NVIDIA • NCP-AAI
Validates competency in architecting, developing, deploying, and governing advanced agentic AI solutions with focus on multi-agent interaction, distributed reasoning, scalability, and ethical safeguards.
Questions
736
Duration
120 minutes
Passing Score
Not publicly disclosed
Difficulty
ProfessionalLast Updated
Jan 2026
The NVIDIA-Certified Professional: Agentic AI (NCP-AAI) is a professional-level credential that validates a practitioner's ability to architect, develop, deploy, and govern advanced agentic AI solutions. The certification encompasses multi-agent interaction, distributed reasoning, scalability engineering, and the implementation of ethical safeguards—covering the full lifecycle from initial agent design through production monitoring. It is positioned as NVIDIA's definitive benchmark for professionals building production-grade LLM-backed and agentic AI systems rather than those experimenting at a prototyping level.

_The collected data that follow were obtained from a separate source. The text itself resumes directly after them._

PR #642, opened 2024-02-19
Minor updates

argaen:
Some minor changes including:

- Fix bug where startDate for investment charts is wrongly calculated (due to `reverse` mutation of splits)
- Change account selector to display color code according to account type
- Sort accounts in account selector
- Show focused/active element in account selector (some css priority issue was avoiding that so even though you could select with arrows, you didn't have any visual feedback).
- Now main currency is selected by default in AccountForm when no default `fk_commodity` is passed.
- mainCurrency and theme keys have now an Infinity gcTime as they never change (unless user acts on it which we manually change then in the case of theme)
- Remove Root account from account selector. We want users creating accounts within the standard Assets/L/I/E accounts

### DIFF
--- a/src/app/dashboard/layout.tsx
+++ b/src/app/dashboard/layout.tsx
@@ -22,7 +22,6 @@ const queryClient = new QueryClient({
       refetchOnMount: true,
       refetchOnReconnect: false,
       refetchOnWindowFocus: false,
-      gcTime: 300000,
       placeholderData: keepPreviousData,
     },
   },
--- a/src/book/models/InvestmentAccount.ts
+++ b/src/book/models/InvestmentAccount.ts
@@ -161,7 +161,7 @@ export default class InvestmentAccount {
     this.realizedProfit = new Money(0, this.currency);
     this.dividends.splice(0, this.dividends.length);
 
-    this.splits.reverse().filter(
+    [...this.splits].reverse().filter(
       split => split.transaction.date <= (date || DateTime.now()),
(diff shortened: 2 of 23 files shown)


src/app/dashboard/layout.tsx
```diff
@@ -22,7 +22,6 @@ const queryClient = new QueryClient({
       refetchOnMount: true,
       refetchOnReconnect: false,
       refetchOnWindowFocus: false,
-      gcTime: 300000,
```
argaen, line 25: this is a default already

src/book/models/InvestmentAccount.ts
```diff
@@ -161,7 +161,7 @@ export default class InvestmentAccount {
     this.realizedProfit = new Money(0, this.currency);
     this.dividends.splice(0, this.dividends.length);
 
-    this.splits.reverse().filter(
+    [...this.splits].reverse().filter(
```
argaen, line 164: this was mutating the splits order :/

src/components/selectors/AccountSelector.tsx
```diff
@@ -46,8 +49,24 @@ export default function AccountSelector(
       id={id}
       getOptionLabel={(option: Account) => option.path}
       getOptionValue={(option: Account) => option.path}
-      options={options}
+      options={options.sort((a, b) => a.path.localeCompare(b.path))}
```
argaen, line 52: sort alphabetically

PR #644, opened 2024-02-19
Income/Expense account mainCurrency only

argaen:
Sooo this PR can be a bit controversial, I'm removing the feature of being able to have income/expense accounts in a commodity different than mainCurrency. Some reasoning here:

- When you check income/expense reports you want to see them in your main currency.
- With the current feature, it creates a bit of duality where some accounts that already existed are in EUR but some new accounts I created in SGD after I moved there. However, it's weird to have one of each and for consistency, I prefer all of them to be in EUR.

There is one use case where I think this would make sense and would be when you permanently move to another country. For this case (although not implemented yet) the recommendation anyway is to close and open a new book.

### DIFF
--- a/src/layout/RootLayout.tsx
+++ b/src/layout/RootLayout.tsx
@@ -10,7 +10,6 @@ import '@/css/globals.css';
 import { Auth0Provider } from '@/lib/auth0-provider';
 import { isProd, isStaging } from '@/helpers/env';
 
-Settings.throwOnInvalid = true;
 if (isStaging()) {
   Settings.now = () => 1704067200000; // 2023-01-01
 }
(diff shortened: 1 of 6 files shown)


src/layout/RootLayout.tsx
```diff
@@ -10,7 +10,6 @@ import '@/css/globals.css';
 import { Auth0Provider } from '@/lib/auth0-provider';
 import { isProd, isStaging } from '@/helpers/env';
 
-Settings.throwOnInvalid = true;
```
argaen, line 13: unrelated but just discovered this causes exceptions when in transaction form you type invalid year (i.e. 5 digits).

PR #649, opened 2024-02-20
Refactor total aggregations

argaen:
getMonthlyTotals is quite costly as we retrieve all splits aggregating monthly. I'm adding a new total aggregation that just aggregates all splits without the monthly aggregation. This is in direction of trying to have less heavy hooks when loading the page.

In later PRs I'll change getMonthlyTotals so it loads only the visible months (i.e. 6 or so).

I've also changed the `AccountsTable` a bit so it gets account ids passed. This will allow to display the accounts tree anywhere (placeholder accounts to show the children for example :)).


src/components/pages/account/AccountInfo.tsx
```diff
@@ -3,7 +3,7 @@ import React from 'react';
 import StatisticsWidget from '@/components/StatisticsWidget';
 import type { Account } from '@/book/entities';
 import Money from '@/book/Money';
-import { useSplitsTotal } from '@/hooks/api';
+import { useAccountTotal } from '@/hooks/api';
```
argaen, line 6: no change, just renamed

src/hooks/api/useSplits.ts
```diff
@@ -130,3 +136,41 @@ export function useSplitsTotal(
...
+  const { data: accounts, dataUpdatedAt: accountsUpdatedAt } = useAccounts();
+  const { data: prices, dataUpdatedAt: pricesUpdatedAt } = usePrices({});
+
+  const queryKey = [
+    ...Split.CACHE_KEY,
+    {
+      aggregation: 'total',
+      date: selectedDate.toISODate(),
+      accountsUpdatedAt,
+      pricesUpdatedAt,
```
argaen, line 159: need this to update when the dependencies change

PR #862, opened 2024-05-15
Fix multiple split INCOME cash flow

### LINKED ISSUE #861: Wrong income calculation for multiple splits
In the detail page for bank accounts the total income calculation is wrong for a transaction with multiple incomes. ~I suspect the same may happen with the expenses.~ This seems to happen to any type of transaction with multiple splits

Try:

Bank +100
Income1 -75
Income2 -25

The total Income reflected is 200 instead of 100

This seems duplicate of #857 because also the sankey diagram is showing wrong quantities

argaen:
Fixes #861

### DIFF
--- a/src/__tests__/hooks/api/useCashFlow.test.tsx
+++ b/src/__tests__/hooks/api/useCashFlow.test.tsx
@@ -328,7 +328,7 @@ describe('useCashFlow', () => {
    *
    * This case is simple as we want two rows same as the splits.
    */
-  it('works with 3 splits in same currency', async () => {
+  it('works with 3 outflow splits in same currency', async () => {
     const account3 = await Account.create({
       guid: 'guid3',
       name: 'Expense2',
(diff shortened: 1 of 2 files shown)


src/__tests__/hooks/api/useCashFlow.test.tsx
```diff
@@ -389,7 +389,86 @@ describe('useCashFlow', () => {
...
 
   /**
-   * The above case is simple however, when
+   * Same as the test before but with receiving money into the ASSET
+   * account instead of withdrawing
+   *
+   * As an example, say we have a tx with the following:
+   *  - 100 in account1
+   *  - -75 in account2
+   *  - -25 in account3
```
argaen, line 398: Before the change this was returning

-100 account2
-100 account3

src/hooks/api/useCashFlow.ts
```diff
@@ -46,12 +46,14 @@ export function useCashFlow(
             ) AS mnemonic,
             SUM(
               CASE
-                WHEN splits.guid = credit_split.guid THEN
+                WHEN splits.guid = asset_split.guid THEN
```
argaen, line 49: credit_split was incorrect because for income transactions this means we are selecting the wrong account. Changed the logic to select asset type account (except INVESTMENT) which keeps all the tests passing and also passes the newly added one (plus correct behavior). Whenever we discover a new edge case can always update

PR #866, opened 2024-05-20
Fix negative asset values

### LINKED ISSUE #858: Negative amounts in assets not displaying
It is possible for bank accounts to go negative values. Currently the assumption is that it can't so even when the amounts are negative, it shows as positive which is confusing (probably an abs() somewhere). Should correct this to display correct information in the accounts tree and the account detail page

argaen:
Fixes #858 

For the Pie chart, it may be a bit confusing to users as we are displaying positive and negative values in the same dataset. Didn't find a better way to do this for now though so keeping as is:

Screenshot 2024-05-20 at 10 52 27 AM

### DIFF
--- a/src/components/pages/account/TotalWidget.tsx
+++ b/src/components/pages/account/TotalWidget.tsx
@@ -5,7 +5,6 @@ import Money from '@/book/Money';
 import type { Account } from '@/book/entities';
 import StatisticsWidget from '@/components/StatisticsWidget';
 import TotalChange from '@/components/widgets/TotalChange';
-import { isLiability } from '@/book/helpers';
 
 export type TotalWidgetProps = {
   account: Account,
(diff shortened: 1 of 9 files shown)


src/components/pages/account/TotalWidget.tsx
```diff
@@ -21,7 +20,7 @@ export default function TotalWidget({
     <StatisticsWidget
       className="mr-2"
       title="Total"
-      stats={isLiability(account) ? total0.format() : total0.abs().format()}
+      stats={account.type === 'INCOME' ? total0.abs().format() : total0.format()}
```
argaen, line 23: we show the real sign for all account types except for the INCOME one

src/lib/queries/getAccountsTotals.ts
```diff
@@ -33,7 +33,10 @@ export default async function getAccountsTotals(
   const totals: { [guid: string]: Money } = {};
 
   rows.forEach(row => {
-    totals[row.accountId] = new Money(row.total, accountsMap[row.accountId].commodity.mnemonic);
+    totals[row.accountId] = new Money(
+      accountsMap[row.accountId].type === 'INCOME' ? Math.abs(row.total) : row.total,
```
argaen, line 37: for INCOME accounts, make it a positive quantity so we avoid having to do Math.abs in each visualization

PR #907, opened 2024-05-24
Use nextjs actions for price fetching

argaen:
Sooo I was reading on adding authentication to external apis for nextjs with auth0 and discovered nextjs actions. This is a proposal to move price fetching to nextjs actions which:

- Allows us to remove stocker amplify backend completely which means only one code base, one pipeline, no cors, etc.
- Makes it easier to work with auth0 for api calls (I'm improving this because planning to try integrate with plaid).

Planning to deploy this and see how it behaves. Shouldn't be dangerous as price retrieval is not in the critical path and covered with global try/catch.

PS: If this works, I'll open another PR to remove all extra code and move the tests around

### DIFF
--- a/src/app/actions/getTodayPrices.ts
+++ b/src/app/actions/getTodayPrices.ts
@@ -1,0 +1,11 @@
+'use server';
+
+import getPrices from '@/lib/yahoo';
+import type { Price as PriceInfo } from '@/lib/yahoo';
+
+export default async function getTodayPrices(
+  tickers: string[],
+): Promise<{ [ticker: string]: PriceInfo }> {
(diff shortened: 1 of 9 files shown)


src/app/actions/getTodayPrices.ts
```diff
@@ -0,0 +1,11 @@
+'use server';
+
+import getPrices from '@/lib/yahoo';
+import type { Price as PriceInfo } from '@/lib/yahoo';
```
argaen, line 4: if one day we add an extra fetcher, we can always add an abstraction layer

PR #915, opened 2024-05-25
Plaid MVP

argaen:
MVP for Plaid that:

- Connects to sandbox to pull bank information
- Creates accounts returned by plaid into your DB

TODO:

- Access tokens created by plaid are unique and re-usable (they actually charge based on how many you have) so they should be stored somewhere. I'm thinking on adding a metadata object to the account.
- Deal with secrets.


src/lib/external/plaid.ts
```diff
@@ -0,0 +1,50 @@
+import { AccountType } from 'plaid';
+import type { TransactionsSyncResponse } from 'plaid';
+
+import { Account, Commodity } from '@/book/entities';
+
+export async function createEntitiesFromData(data: TransactionsSyncResponse) {
```
argaen, line 6: basically a DTO to transform from Plaid to our Entity models

src/app/actions/plaid.ts
```diff
@@ -0,0 +1,50 @@
...
+  PlaidEnvironments,
+  CountryCode,
+} from 'plaid';
+
+const client = new PlaidApi(new Configuration({
+  basePath: PlaidEnvironments.sandbox,
+  baseOptions: {
+    headers: {
+      'PLAID-CLIENT-ID': '6625de1ca0f038001c8a2e04',
+      'PLAID-SECRET': '<secret>',
```
argaen, line 16: This is a server action so code is executed in the backend

src/app/actions/plaid.ts
```diff
@@ -0,0 +1,59 @@
...
+ * https://plaid.com/docs/api/tokens/#linktokencreate
+ */
+export async function createLinkToken(userId: string) {
+  const response = await client.linkTokenCreate({
+    user: {
+      client_user_id: userId,
+    },
+    client_name: 'Maffin',
+    products: [Products.Transactions],
+    country_codes: [CountryCode.Es],
```
argaen, line 32: Need to either let user select or see if can just add all of them?

amplify.yml
```diff
@@ -8,6 +8,7 @@ frontend:
       commands:
         - rm -rf .next/
         - cp .env.$USER_BRANCH .env
+        - echo "PLAID_SECRET=$PLAID_SECRET" >> .env
```
argaen, line 11: PLAID_SECRET is an environment variable in AWS amplify. Tried with the secrets feature but has no support to fetch secrets locally unless you are running an amplify sandbox which means extra costs when developing

package.json
```diff
@@ -18,7 +18,6 @@
     "@tanstack/react-query-devtools": "^5.37.1",
     "@tanstack/react-table": "^8.17.3",
     "@testing-library/jest-dom": "^6.4.5",
-    "aws-amplify": "^5.3.12",
```
argaen, line 21: unrelated, just cleaning up

src/app/actions/index.ts
```diff
@@ -23,3 +24,16 @@ const wrappedGetTodayPrices = ({
...
+const wrapperCreateLinkToken = ({
+  userId,
+}: {
+  userId: string,
+}): ReturnType<typeof createLinkToken> => (
+  createLinkToken({
+    accessToken: Actions.accessToken,
+    userId,
+  })
+);
```
argaen, line 37: the wrapped functions can probably be generated dynamically, once we start having more, definitely something to look at

src/app/actions/plaid.ts
```diff
@@ -0,0 +1,71 @@
...
+ */
+export async function createLinkToken({
+  userId,
+  accessToken,
+}: {
+  userId: string,
+  accessToken: string,
+}): Promise<string> {
+  await verify(accessToken);
+  if (!(await getRoles(accessToken)).isBeta) {
```
argaen, line 34: I'm only protecting the link token creation as without a link token, there is no moving forward in the link creation so this is enough.

PR #919, opened 2024-05-26
Use env files for config

argaen:


amplify.yml
```diff
@@ -7,6 +7,7 @@ frontend:
     build:
       commands:
         - rm -rf .next/
+        - cp .env.$USER_BRANCH .env.local
```
argaen, line 10: important. This overrides the `.env.local` file so it uses the config for the branch we deploy

.env
```diff
@@ -0,0 +1,3 @@
+NEXT_PUBLIC_AUTH0_DOMAIN=maffin-dev.eu.auth0.com
+NEXT_PUBLIC_AUTH0_CLIENT_ID=mMmnR4NbQOnim9B8QZfe9wfFuaKb8rwW
+NEXT_PUBLIC_AUTH0_SCOPES=profile email
```
argaen, line 3: This is a valid default file for configuring nextjs according to https://nextjs.org/docs/pages/building-your-application/configuring/environment-variables#environment-variable-load-order.

All the other config files are not "valid" but we copy them in the build to `.env` depending on the user branch

amplify.yml
```diff
@@ -7,6 +7,7 @@ frontend:
     build:
       commands:
         - rm -rf .next/
+        - cp .env.$USER_BRANCH .env
```
argaen, line 10: this. Without this prod would not work because the `.env` file contains development/staging variables

PR #920, opened 2024-05-26
Use roles for premium/standard ui

argaen:
Use `isPremium` flag coming from auth0 jwt token instead of IS_DEMO_PLAN and IS_PLAID_PLAN which depended on the environment being used. This means that we can now have both premium and non premium users in both environments.

This defeats the purpose of having `free.maffin.io` so I'll be deleting the domain and remove the `check_subscription` from app.maffin.io so anyone can login (new users will always be non premium as the role is assigned manually for now).

This behavior is nice because it allows to add extra roles for trying new features. I.e. could have a role called `beta` and then use an `isBeta` flag to enable those features for only those users.

### DIFF
--- a/.env
+++ b/.env
@@ -1,3 +1,3 @@
 NEXT_PUBLIC_AUTH0_DOMAIN=maffin-dev.eu.auth0.com
 NEXT_PUBLIC_AUTH0_CLIENT_ID=mMmnR4NbQOnim9B8QZfe9wfFuaKb8rwW
-NEXT_PUBLIC_AUTH0_SCOPES=profile email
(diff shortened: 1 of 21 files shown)


.env
```diff
@@ -1,3 +1,3 @@
 NEXT_PUBLIC_AUTH0_DOMAIN=maffin-dev.eu.auth0.com
 NEXT_PUBLIC_AUTH0_CLIENT_ID=mMmnR4NbQOnim9B8QZfe9wfFuaKb8rwW
-NEXT_PUBLIC_AUTH0_SCOPES=profile email
+NEXT_PUBLIC_AUTH0_SCOPES=profile email https://www.googleapis.com/auth/drive.file
```
argaen, line 3: regardless of the env now users can be premium so google drive permission is needed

The exam tests competency across ten weighted domains, including Agent Architecture and Design, Agent Development, Cognition and Planning, Knowledge Integration, Evaluation and Tuning, Deployment and Scaling, NVIDIA Platform Implementation, Safety and Compliance, Human-AI Interaction, and operational monitoring. Candidates must demonstrate hands-on fluency with retrieval-augmented generation (RAG) pipelines, multi-agent orchestration frameworks, inference optimization, and responsible AI guardrails. The certification is valid for two years, after which recertification is achieved by retaking the exam.
This certification is designed for practitioners with 1–2 years of hands-on experience in AI/ML roles who are actively working on production-level agentic AI projects. Target job roles include software developers, software engineers, solutions architects, machine learning engineers, data scientists, AI strategists, and AI specialists who need to validate their ability to build, deploy, and govern autonomous AI systems at scale.
It is most relevant to professionals transitioning from traditional ML engineering into agentic AI development, or those looking to formalize their expertise in multi-agent orchestration, LLM-based reasoning pipelines, and enterprise AI deployment. Candidates who are only exploring agentic AI at a conceptual or prototyping level would benefit from additional preparation before sitting for this exam.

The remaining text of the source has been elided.